I've never run across a need to measure static electricity.
But there are people who do.
When selecting carpet for our control room i ran across the standard for testing it which said, to effect (can't recall verbatim this was in 1980's) :
' Don shoes with chrome tanned leather soles and walk ten steps across the carpet lifting your feet ~ten inches each step. Touch an electrostatic voltmeter.' How practical !

In South Florida static wasn't a problem. Even with the plain carpet that doesn't have conductive fibers woven into it, which we were replacing, it was only on very unusually cold and dry days(for S Fla ) that you could notice static effects. Rubbing a meter with some types of cloth would make the needle move an inch or two then creep back where it belonged.

Perhaps Mr Steve will describe his need further.
rkmurtyp
#10
May11-14, 09:38 AM
P: 47
Quote Quote by sophiecentaur View Post
I'd rather not go into Water at this stage because the water analogy is not really useful except in terms of buckets with leaky holes in them and taps filling them up.
Suffice to say that a big object and in particular, a large plate, over Earth, will carry a large charge with a small Potential on it. If you have a small ball of, say 20cm diameter (Van de Graaf Ball), putting just a very few micro coulombs on it will raise its voltage to a very high value. That will spark across to you very easily but the spark will have very little charge - which corresponds to little energy in total. A capacitor with much less than 1mm between its plates and a total area of, dunno- say 1m squared, will store a lot of charge (maybe 1/100 Coulomb), even with just 400V across its terminals. So the Energy stored will be much much greater and, with the 400V will push that charge through you and give you a nasty shock.
But we would really need to know a bit more about the context of your question - or else there's no end to how much information we could be giving you and you will go into overload. Let's have some feedback.

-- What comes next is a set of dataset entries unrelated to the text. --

PR #351, opened 2014-10-05
stm32: SPI_I2S common definitions (LSB)

amirhammad:
Definitions for I2S in _include/libopencm3/stm32/common/spi_common_all.h_ have the following style:

> #define SPI_I2SCFGR_I2SCFG_LSB 8
> #define SPI_I2SCFGR_I2SCFG_SLAVE_TRANSMIT	0x0
> #define SPI_I2SCFGR_I2SCFG_SLAVE_RECEIVE	0x1
> #define SPI_I2SCFGR_I2SCFG_MASTER_TRANSMIT	0x2
> #define SPI_I2SCFGR_I2SCFG_MASTER_RECEIVE	0x3

So when one want to use one of those defines, he must also shift this definition left by the value of SPI_I2SCFGR_*_LSB.

I see workaround by including this LSB into bitmask definitions

> #define SPI_I2SCFGR_I2SCFG_SLAVE_TRANSMIT	(0x0 << 8)
> #define SPI_I2SCFGR_I2SCFG_SLAVE_RECEIVE	(0x1 << 8)
> #define SPI_I2SCFGR_I2SCFG_MASTER_TRANSMIT	(0x2 << 8)
> #define SPI_I2SCFGR_I2SCFG_MASTER_RECEIVE	(0x3 << 8)

I don't see any reason to have *_LSB separated.

### DIFF
--- a/include/libopencm3/stm32/common/spi_common_all.h
+++ b/include/libopencm3/stm32/common/spi_common_all.h
@@ -295,11 +295,10 @@ specific memorymap.h header before including this header file.*/
 #define SPI_I2SCFGR_I2SE			(1 << 10)
 
 /* I2SCFG[9:8]: I2S configuration mode */
-#define SPI_I2SCFGR_I2SCFG_LSB			8
-#define SPI_I2SCFGR_I2SCFG_SLAVE_TRANSMIT	0x0
-#define SPI_I2SCFGR_I2SCFG_SLAVE_RECEIVE	0x1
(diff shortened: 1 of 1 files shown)


karlp:
This does appear to make I2S more like SPI for this case.  But the library in general has a bit of a mix.  If we're going to do this, then we need to _declare_ a final, once and for all style for this, write it in HACKING.txt and make _all_ the code handle this.  So while this seems somewhat valid, I'm going to close this for now as incomplete.

PR #353, opened 2014-10-14
Doxygen: Generic _commmon_ EXCLUDE_PATTERNS for stm32 family

ejoerns:
When I scrolled through the Doxygen docs, I discovered that some STM32 platforms reference files and functions that do not belong to them.

E.g. STM32F1 GPIO module includes `gpio_common_f0234.c`, STM32L1 DMA module includes `dma_common_f24.c`.

Obvioiusly, this is caused by insufficient exclude patterns in the corresponding `Doxyfile`s. This PR should fix that for now and for the future. :)

---

**Commit message**

Previously, most exclude patterns were written to match exactly one type
of common file, e.g. _common_f02.h files.
The drawback of this method is that newly added files are not covered
by the existing exclude pattern and thus pollute the generated
documentation of controllers they do not belong to.

These more generic exclude patterns instead handle all kind of possible
combinations of existing stm32 platforms (L1,F[0-4]) (that follow the
current naming convention).

### DIFF
--- a/doc/stm32f0/Doxyfile
+++ b/doc/stm32f0/Doxyfile
@@ -25,9 +25,10 @@ INPUT                  += ../../lib/stm32/f0 \
 EXCLUDE                 = ../../include/libopencm3/stm32/f0/usb.h \
                          ../../include/libopencm3/stm32/f0/usb_desc.h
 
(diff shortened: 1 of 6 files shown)


karlp:
I actually finally killed this issue by making the doxygen source lists be automatically generated from the build files. it should be "always" perfect and self contained now.

PR #359, opened 2014-11-10
Arm m0 rcc addition

gtoonstra:
I'm doing a project with an stm32 M0 chip (STM32F042C6), which runs on 48MHz max. This chip also has a CAN bus. Some defines had to be added to make the build work. I'm not 100% sure about the "rcc_clock_setup_in_hse_8mhz_out_48mhz" function. It was copied and adapted from the F1 series, but the device seems to run ok with it. 

The datasheet for this M0 chip can be found here: http://www.st.com/web/en/catalog/mmc/FM141/SC1169/SS1574/LN1823/PF259561


karlp:
Everything in his PR has landed via others at this point, sorry we couldn't get this further at the time.

PR #376, opened 2014-12-05
[stm32f4-ltdc] initial commit

H2OBrain:
Can you tell me what i should do with all those helper macros, please?


esden:
This is a good point @kbob I think using similar system to the F4 clock system is the way to go. I have merged this pull request into master as is. Because it is better to have in there than nothing. We should continue polishing and improving the convenience functions for this through additional pull requests.

This pull request was merged through 7fbd49b3fc68e43097b653fddc3a39f176d62f58 so I am closing it.

PR #379, opened 2014-12-07
First cut at an HSI configuration API for rcc on the STMF4 series.

ChuckM:
This is a first cut at a simplified setup function for the HSI clock on the STM32F series. The function is called simply `rcc_set_hsi_clock(uint32_t speed)` and it takes 32 bit constant which has encoded the PLL values to achieve that speed.  It is possible to generalize it to something even more generic, one could have `rcc_set_pll_clock(uint32_t pll_constants, uint32_t base_frequency);` where the  `pll constants` would have been set for an HSE or HSI input, and `base_frequency` would be the starting crystal frequency. But that is prone to error is you used HSI PLL flags and an HSE crystal for example. 

Two things I do like is that it automatically computes the best APB2 and APB1 clocks. This avoids problems where the constants don't match the setup and things like the UARTs don't get the right baud rate constants. It also automatically sets the FLASH wait states based on the data sheet. I did consider making the FLASH wait state value a parameter so that it is completely general purpose at all voltages for HSI.


include/libopencm3/stm32/f0/rcc.h
```diff
@@ -374,6 +386,36 @@ Control</b>
...
+ *
+ * This macro packs away bits that are used when configuring the PLL. The
+ * "gotcha" is that PREDIV[3:0] are in CFGR2 rather than CFGR so we pack
+ * those in the bottom 4 bits, knowing we will strip them off and use them
+ * in CFGR2.
+ */
+#define RCC_PLLCFGR_BITS(mul, src, prediv) (\
+		((mul & RCC_CFGR_PLLMUL_MASK) << RCC_CFGR_PLLMUL_SHIFT) |\
+		((src & RCC_CFGR_PLLSRC_MASK) << RCC_CFGR_PLLSRC_SHIFT) |\
+		((src & RCC_CFGR2_PREDIV_MASK) << RCC_CFGR2_PREDIV_SHIFT))
```
ChuckM: They are used in the `rcc_pll_clock_setup` in `lib/stm32/f0/rcc.c` because the PLL has two configuration registers in that family. But the API stays the same `rcc_pll_clock_setup(configuration_bits, base_frequency);`

include/libopencm3/stm32/l0/rcc.h
```diff
@@ -457,6 +477,15 @@
...
 
+/* --- Helper Defines ----------------------------------------------------- */
+/* MSI Base frequency is 4194304 Hz can be divided by 2, 4, 8, 16, 32, 64 */
+#define RCC_MSI_4MHZ				((0x6 << 24) | 4194304)
+#define RCC_MSI_2MHZ				((0x5 << 24) | 2097152)
+#define RCC_MSI_1MHZ				((0x4 << 24) | 1048576)
+#define RCC_MSI_524KHZ				((0x3 << 24) | 524288)
+#define RCC_MSI_262KHZ				((0x2 << 24) | 262144)
+#define RCC_MSI_131KHZ				((0x1 << 24) | 131072)
+#define RCC_MSI_65KHZ				((0x0 << 24) | 65536)
```
ChuckM: No, just the available frequencies from the data sheet, I store the config bits in the upper 8 bits of the `#define` and the actual frequency in the lower 24 bits. This lets it provide both the configuration data and the frequency that will be used (which is unlike the HSI which is fixed frequency).

karlp: heh, ok, as long as you feel it's meaningful to go down to Hz level, when ST says they're just nominal :)

ChuckM:
Here is the latest updated, it adds the 'super EZ clock setup' function which, if we play our cards right could be the only API any beginner/casual user needs to set up the clock domain. It depends on three functions: rcc_hsi_clock_setup(), rcc_hse_clock_setup(), and rcc_pll_clock_setup(). And we add the new function rcc_compute_pll_bits() which implements in code the logic you have to go through to figure out what to put in all the PLL registers for the F4.

lib/stm32/l0/rcc.c
```diff
@@ -290,5 +309,183 @@ void rcc_wait_for_osc_ready(enum rcc_osc osc)
...
+	case 0:
+		return MSI;
+	case 1:
+		return (RCC_CR & RCC_CR_HSI16DIVF) ? HSI4 : HSI16;
+	case 2:
+		return HSE;
+	case 3:
+		return PLL;
+	}
+	return MSI;	/* not reached */
```
ChuckM: Fixed by combining the case 0: case into a default: case which the compiler recognizes will never get past the switch statement.

lib/stm32/f4/rcc.c
```diff
@@ -446,60 +458,78 @@ void rcc_osc_bypass_disable(enum rcc_osc osc)
...
 
 void rcc_set_ppre2(uint32_t ppre2)
 {
-	uint32_t reg32;
-
-	reg32 = RCC_CFGR;
-	reg32 &= ~((1 << 13) | (1 << 14) | (1 << 15));
-	RCC_CFGR = (reg32 | (ppre2 << 13));
+	RCC_CFGR = (RCC_CFGR & (~(RCC_CFGR_PPRE_MASK << RCC_CFGR_PPRE2_SHIFT))) |
+		   ((ppre2 & RCC_CFGR_PPRE_MASK) << RCC_CFGR_PPRE2_SHIFT);
```
ChuckM: Actually I think all of these register setting functions are candidates to be made into static inline functions inside the rcc.h file. Really they are just bit manipulation in a register.

lib/stm32/f4/rcc.c
```diff
@@ -446,60 +458,78 @@ void rcc_osc_bypass_disable(enum rcc_osc osc)
...
 
 void rcc_set_pll_source(uint32_t pllsrc)
 {
-	uint32_t reg32;
-
-	reg32 = RCC_PLLCFGR;
-	reg32 &= ~(1 << 22);
-	RCC_PLLCFGR = (reg32 | (pllsrc << 22));
+	RCC_PLLCFGR = (RCC_PLLCFGR & (~RCC_PLLCFGR_PLLSRC)) |
+			  ((pllsrc & 1) * RCC_PLLCFGR_PLLSRC);
```
ChuckM: Made it look like the others using PLLSRC_MASK and PLLSRC_SHIFT

lib/stm32/f4/rcc.c
```diff
@@ -446,60 +458,78 @@ void rcc_osc_bypass_disable(enum rcc_osc osc)
...
+			   (clk_bits & RCC_CFGR_SW_MASK);
+	/* wait for the switch */
+	while (((RCC_CFGR >> RCC_CFGR_SWS_SHIFT) & RCC_CFGR_SW_MASK) != clk_bits) ;
+}
 
+enum rcc_osc rcc_get_sysclk(void) {
+	uint32_t clk_bits = (RCC_CFGR >> RCC_CFGR_SWS_SHIFT) & RCC_CFGR_SW_MASK;
+	switch (clk_bits) {
+		default:
+			return HSI;
```
ChuckM: it was combined with the case 0: case so it ended up on top. Moved to the bottom.

lib/stm32/f4/rcc.c
```diff
@@ -13,6 +13,18 @@
  * This library supports the Reset and Clock Control System in the STM32 series
  * of ARM Cortex Microcontrollers by ST Microelectronics.
  *
+ * @date 10 Dec 2014
+ *
+ * Added additional helper routine rcc_set_pll_clock and some constants to make
+ * it easy to pick different clock speeds. Its also a bit more space efficient
+ * as clock parameters are #defines rather than static structures.
```
ChuckM: deleted.

ChuckM:
Its been a bit over 5 months on this PR, I've pretty much put in everything you asked for but I get it that it isn't compatible with what you want to do with clocks going forward. I'm not going to bother to rebase it unless you want to make progress here.

PR #382, opened 2014-12-14
Add PHY register descriptions for some of useful phys

BuFran:
This is first cleaned PR to extend ethernet functions to other chips.

All definitions here specified are not tested, only the "generic" part and ksz8051 part.  It is only rewrite from scratch from the datasheet.

Register definitions BCR BSR ID1 ID2 ANTX ANRX ANEXP ANNPTX ANNPRX are standardized and common for all PHYs I learned. Currently they are defined in each PHY family but it can be changed.

The problem in phy register definitions is that they have not standardized names, the names that I made are shorten version of the register name sentences found in datasheet. The names can be changed when some shorts are not self-descriptive.

This PR doesn't touch anything, when users look at them and agreed that it is good to go, it should be in master soon.


karlp:
I tried to merge this, but it contains duplicate definitions of  KSZ80X1_CR1_POLARITY,  KSZ8051_MIICTRL_100MRESTORE, KSZ80X1_CR1_MDIX 

I've fixed the compiler errors from the old PR, but I don't know what should be done abotu the different family type things.  I guess you autogenerated this?  I suggest suffixes for the family variants, but I won't do that myself.  I've pulled the non-kzx*** commtis into staging.

karlp:
merged last pieces in 23fc65d4 and 20b7956d

BuFran:
Thanks, I was long time gone. I am trying now to jump back at horse :-)

PR #386, opened 2014-12-17
stm32: f4: flash: support extended sector ranges

karlp:
F42xx and F43xx have extended sector ranges.

Reported-by: H2OBrain@irc

Alternative version of https://github.com/libopencm3/libopencm3/pull/385

PR #387, opened 2014-12-17
Drafts/flash 24 erase2

karlp:
Second version of the flash program size branch


flixr:
Is this tested, or #386 ?
Looks like the difference is basically only in flash_set_program_size `FLASH_CR |= psize;`

karlp:
closed in favour of #386

PR #389, opened 2014-12-29
stm32: f373: support the 373xc devices

jepler:
These devices have 32kiB RAM and 256kiB flash and are otherwise
register compatible with the f373x8 and f373xc devices.

I have personally tested the generated linkscript on a board with the stm32f373cc.

Signed-off-by: Jeff Epler <jepler@unpythonic.net>


esden:
Thank you! Merged with ef97de242e372efb2f40c39eb2f8a5c9a62c1af3

PR #390, opened 2014-12-31
L0 f0 "usart_get_clock()" routines, for autodetermining baudrates

ChuckM:
This is a work in progress on generating common USART support for the f0/l0 series. Thought I would put it out there if anyone else is looking to work on this part of the system.


include/libopencm3/stm32/common/usart_common_fl_0.h
```diff
@@ -0,0 +1,302 @@
...
+
+/* USART_RTOR Values --------------------------------------------------------*/
+
+#define USART_RTOR_BLEN_SHIFT		24
+#define USART_RTOR_BLEN			(0xFF << USART_RTOR_BLEN_SHIFT)
+#define USART_RTOR_BLEN_VAL(x)		((x) << USART_RTOR_BLEN_SHIFT)
+
+#define USART_RTOR_RTO_SHIFT		0
+#define USART_RTOR_RTO			(0xFF << USART_RTOR_RTO_SHIFT)
+#define USART_RTOR_RTO_VAL(x)		((x) << USART_RTOR_RTO_SHIFT)
```
ChuckM: They were not actually used so I've converted them to the more common 'shift/mask' variant.

include/libopencm3/stm32/common/usart_common_fl_0.h
```diff
@@ -0,0 +1,302 @@
...
+/*****************************************************************************/
+
+BEGIN_DECLS
+
+void usart_set_baudrate(uint32_t usart, uint32_t baud);
+void usart_set_databits(uint32_t usart, uint32_t bits);
+void usart_set_stopbits(uint32_t usart, uint32_t stopbits);
+void usart_set_parity(uint32_t usart, uint32_t parity);
+void usart_set_mode(uint32_t usart, uint32_t mode);
+void usart_set_flow_control(uint32_t usart, uint32_t flowcontrol);
```
ChuckM: That is correct, except that both are defined to be the same thing. The original created what were presumably easy to remember constants which have an identical name/function with the usart_common_all.c code. That way the call to usart_set_flow_control works the same on both the f0/l0 as well as the other chips from a function call level, but it uses a different register in the f0/l0 case. The `#define` is set up as the common constant.

include/libopencm3/stm32/l0/rcc.h
```diff
@@ -610,6 +640,17 @@ void rcc_osc_ready_int_enable(enum rcc_osc osc);
...
+void rcc_set_sysclk(enum rcc_osc clk);
+void rcc_set_ppre1(uint32_t div);
+void rcc_set_ppre2(uint32_t div);
+void rcc_set_hpre(uint32_t div);
+void rcc_hsi4_clock_setup(void);
+void rcc_hsi16_clock_setup(void);
+void rcc_msi_clock_setup(uint32_t msi_freq);
+void rcc_hse_clock_setup(uint32_t hse_freq);
+void rcc_pll_clock_setup(uint32_t pll_freq, uint32_t src_freq);
+
```
ChuckM: The l0 rcc code is incomplete in HEAD so this code is a cherry pick out of the RCC PR to get the necessary function of l0. Once one of these goes to HEAD the other will adapt to use what was decided to go in. Feel free to ignore this code as it will change depending on whether or not the RCC PR is integrated.

lib/stm32/common/usart_common_l0f0.c
```diff
@@ -0,0 +1,460 @@
...
+ *
+ * @brief <b>libopencm3 STM32L0xx USART</b>
+ *
+ * @version 1.0.0
+ *
+ * @date 7 Jul 2013
+ *
+ * LGPL License Terms @ref lgpl_license
+ * TODO: 
+ *  This, and the F0 USART code (from which it is currently
```
ChuckM: noted and updated.

lib/stm32/common/usart_common_l0f0.c
```diff
@@ -0,0 +1,460 @@
...
+ * usart_reg_base
+ * @param[in] bits unsigned 32 bit. Word length in bits 8 or 9.
+ */
+
+void usart_set_databits(uint32_t usart, uint32_t bits)
+{
+	if (bits == 8) {
+		USART_CR1(usart) &= ~USART_CR1_M; /* 8 data bits */
+	} else {
+		USART_CR1(usart) |= USART_CR1_M;  /* 9 data bits */
```
ChuckM: Actually yes, and it should support 7 bit mode (added).

lib/stm32/f0/rcc.c
```diff
@@ -43,6 +43,7 @@
 /* Set the default clock frequencies */
 uint32_t rcc_ahb_frequency = 8000000; /* 8MHz after reset */
 uint32_t rcc_apb1_frequency = 8000000; /* 8MHz after reset */
+uint32_t rcc_lse_frequency = 32768;		/* most common default */
```
ChuckM: I've gone back and forth on that. Do I put it into the lse_enable() ? Does anyone use an LSE that **isn't** 32768Hz ? It is needed if we are computing the baud rate than the baud rate clock is connected to the LSE, but I didn't feel comfortable just _assuming_ it was going to be 32768.

lib/stm32/l0/Makefile
```diff
@@ -34,9 +34,10 @@ CFLAGS		= -Os -g \
 
 ARFLAGS		= rcs
 
-OBJS		= gpio.o rcc.o
+OBJS		= gpio.o rcc.o usart.o
 
-OBJS            += gpio_common_all.o gpio_common_f0234.o rcc_common_all.o
+OBJS            += gpio_common_all.o gpio_common_f0234.o rcc_common_all.o \
+					usart_common_l0f0.o
```
ChuckM: Noted

ChuckM:
Thanks for the comments Karlp, I've updated the files and moved some things. The rcc.c file will be "fixed" when one of these goes to HEAD. Without it, it isn't really buildable.

lib/stm32/f0/rcc.c
karlp: I'd kinda just simply not support automatically setting up baud rates if you've configured the source to be LSE.  It's an edge case I think, and requiring this sort of variable to exist?

esden:
So is this done now? Are we happy with this?

include/libopencm3/stm32/common/usart_common_fl_0.h
```diff
@@ -0,0 +1,296 @@
...
+#define USART_RQR(usart_base)		MMIO32(usart_base + 0x18)
+
+#define USART_ISR(usart_base)		MMIO32(usart_base + 0x1c)
+
+#define USART_ICR(usart_base)		MMIO32(usart_base + 0x20)
+
+#define USART_RDR(usart_base)		MMIO8(usart_base + 0x24)
+
+#define USART_TDR(usart_base)		MMIO8(usart_base + 0x28)
+
```
karlp: Don't really see any need for all this whitespace here myself.

include/libopencm3/stm32/common/usart_common_fl_0.h
```diff
@@ -0,0 +1,296 @@
...
+#define USART_RQR(usart_base)		MMIO32(usart_base + 0x18)
+
+#define USART_ISR(usart_base)		MMIO32(usart_base + 0x1c)
+
+#define USART_ICR(usart_base)		MMIO32(usart_base + 0x20)
+
+#define USART_RDR(usart_base)		MMIO8(usart_base + 0x24)
+
+#define USART_TDR(usart_base)		MMIO8(usart_base + 0x28)
```
karlp: These are wrong.  They have 0..8, (9 bits) not 8.  You'll annoy people doing parity sort of stuff :)

include/libopencm3/stm32/common/usart_common_fl_0.h
```diff
@@ -0,0 +1,296 @@
...
+bool usart_get_interrupt_source(uint32_t usart, uint32_t flag);
+uint32_t usart_get_clock(uint32_t usart);
+void usart_set_autobaudrate(uint32_t usart, int mode);
+
+END_DECLS
+
+#endif
+/** @cond */
+#else
+#warning "usart_common_fl_0.h should not be included directly, only via usart.h"
```
karlp: this should just be an #error, as we did in https://github.com/libopencm3/libopencm3/commit/721f3d74eb20bbbbe7438c98adece47adc7e7a0b

lib/stm32/f0/usart.c
```diff
@@ -31,399 +31,43 @@
...
-	if ((flag >= USART_ISR_IDLE) && (flag <= USART_ISR_TXE)) {
-		return ((flag_set & USART_CR1(usart)) != 0);
-	/* Overrun error */
-	} else if (flag == USART_ISR_ORE) {
-		return flag_set && (USART_CR3(usart) & USART_CR3_CTSIE);
-	}
-
-	return false;
-}
-
```
ChuckM: This "diff" does not give a good representation of what happened to this file. It was all pulled out and put into the common module. The only thing in usart.c now is the get_clock() function which is unique to the F1 vs the L1 or L0.

include/libopencm3/stm32/common/usart_common_fl_0.h
```diff
@@ -0,0 +1,286 @@
...
+#define USART_CR2(usart_base)		MMIO32(usart_base + 0x04)
+#define USART_CR3(usart_base)		MMIO32(usart_base + 0x08)
+#define USART_BRR(usart_base)		MMIO32(usart_base + 0x0c)
+#define USART_GTPR(usart_base)		MMIO32(usart_base + 0x10)
+#define USART_RTOR(usart_base)		MMIO32(usart_base + 0x14)
+#define USART_RQR(usart_base)		MMIO32(usart_base + 0x18)
+#define USART_ISR(usart_base)		MMIO32(usart_base + 0x1c)
+#define USART_ICR(usart_base)		MMIO32(usart_base + 0x20)
+#define USART_RDR(usart_base)		MMIO16(usart_base + 0x24)
+#define USART_TDR(usart_base)		MMIO16(usart_base + 0x28)
```
karlp: is 16 actually right? I know 8 was wrong, but is 16 actually correct?  This doesn't appear to be like the spi peripherals or dma where the size of the operation matters.

include/libopencm3/stm32/common/usart_common_fl_0.h
karlp: I see what you mean more clearly on this one now, it's similar to the stop bits defines here:
https://github.com/libopencm3/libopencm3/blob/master/include/libopencm3/stm32/common/usart_common_all.h#L82-L85

karlp:
The outstanding code in this PR is the "usart_get_clock()" routines, which are used for autodetermining how to set the baudrate.  The rest of it has more or less landed via other unification efforts

karlp:
#1191  will provide the same thing, which has become even more required with other families with even more clock source choices for peripherals.  Leaving it open for now, but as that's _likely_ to merge to get f7/h7/mp1/l5/l4/g4 support moving forwards, and it's more "fresh" it will likely obsolete this one. (it also covers more periphs)

esden:
Considering that #1191 landed this is probably outdated and superseded. If I am wrong please feel free to reopen.

Issue #391, opened 2015-01-05
SPI code is broken on STM32F4


ChuckM:
This simple [SPI example code](https://gist.github.com/ChuckM/df360ba3df235f482561) leaves the SPI port wedged with a MODE Fault. You cannot send any data over the SPI port. If I manually set the CR1 bits, check for mode fault, if set reset the CR1 bits. I can get it to work but the library code is broken for this version of the chip.

ChuckM:
Ok, with a **lot** of investigation, this is what I am finding. On the F4, if you want to run in _master_ mode, you must choose one of the following modes:

  * Multi-master - SSOE in CR2 set to `0`, the NSS pin is an "input" and your SPI port can switch from MASTER to SLAVE
    mode based on this pin's state. (which you can control in software if you choose)00
  * Always Master - SSOE in CR2 set to `1`, the SPI port is always the MASTER it can use NSS as an
    output which will change state when it is sending.
  * "TI" mode - FRF in CR2 set to `1`, which puts the chip in a mode where it ignores other settings
    and sends out CRCs and stuff. (didn't explore too deeply). 

The correct answer most of the time seems to be the second one.

ChuckM:
Ok, so to add to the discussion from IRC. 

When you setup a SPI port in Master mode, you **usually** only want it in master mode. The STM32 series lets you dynamically switch into and out of master mode using the _`NSS`_ pin. My assertion is that in the _usual_ case, you will want to disable mode switching via the `NSS` pin, which you can do _either_ by setting `SSOE` in `SPI_CR2` (as I've done in my PR), **or** you set both `SSM` and `SSI` in `SPI_CR1` as is done in one of the examples by calling `spi_enable_software_slave_management` followed by `spi_set_nss_high`. And it then redundantly fixes the problem by calling `spi_enable_ss_output`.

The bug is that `spi_init_master` doesn't use either of these techniques when it is called so it leaves the SPI port incompletely set up as a master port.

PR #393, opened 2015-01-06
Fix common case SPI handling

ChuckM:
The common case for SPI ports in master mode is that they are not
also running as Slaves some times. For these chips the SSOE bit must
be set (or NSS tied high). Since it is common for people to use a separate
GPIO to select remote slaves and they expect the master to always be the master
this sets that up by default.

See issue #391

### DIFF
--- a/lib/stm32/common/spi_common_all.c
+++ b/lib/stm32/common/spi_common_all.c
@@ -392,7 +392,7 @@ void spi_set_receive_only_mode(uint32_t spi)
 }
 
 /*---------------------------------------------------------------------------*/
-/** @brief SPI Enable Slave Management by Hardware
+/** @brief SPI Disable Slave Management by Hardware
 
 In slave mode the NSS hardware input is used as a select enable for the slave.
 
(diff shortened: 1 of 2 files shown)


flixr:
So what happens if you have currently working code that calls `spi_enable_software_slave_management` and `spi_set_nss_high` after `spi_init_master` and your pull request is merged?

esden:
Do we have an update on this? I think @flixr question is valid. Will this silently break code that already is working?

ChuckM:
I've updated it per @flixr suggestion. The fix is to undo SSOE if you call 'spi_enable_software_slave_management` after you call `spi_init_master`.

ChuckM:
Some additional reasoning here which might help (would love @flixr 's feedback too). So when you set spi master mode you **must** do one of three things, either drive SS with SSOE, or set software slave management and set NSS high, or assign NSS to an IO pin and then tie that pin high. Not doing one of those things leads to a ton of frustration as the chip continually "mode faults" on SPI. There are cases in the while where you see how people dealt with this, I manually set the flags and didn't bother with spi_init_master, @karlp changed both (forced nss high and set ssoe), others have just ended up with software slave management and nss set high and a comment "why is this required?". The current fix will set SSOE by default when you call `spi_init_master`. If you call `spi_enable_software_slave_management` right after that then that function now unsets SSOE as it knows you're going to do the NSS management thing in your software. All existing code works, even code that is multimaster.

flixr:
Looks good to me :+1:  (without having had the chance to actually test it)...

ChuckM:
Can we merge this ?

karlp:
I'm looking at this over the weekend. should be good to go.

karlp:
Merged via rebase.

I tested some existing code, that still worked, and new code also still worked, and I got rid of a line in my test code.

I though of a (rather naff) water analogy - it's like comparing a single raindrop hitting you from a great height and a large tank of water landing on you, from just above your head.
The last para is good enough.

But I saw the Van de Graaf ball and capcitor in a different way.

In the former the whole charge lies on the outer surface while the inner surface is free of any charge. Charge separation is over a very small thickness of the ball. Therefore, even for a small charge the potential rises to a very high value. But, as you rightly observed the discharge (Shock) pumps in only a little charge that cannot cause much of a harm. While in the case of capacitor, the charge separation is over a larger distance as a result it needs a lot of charge to raise the potential to high values.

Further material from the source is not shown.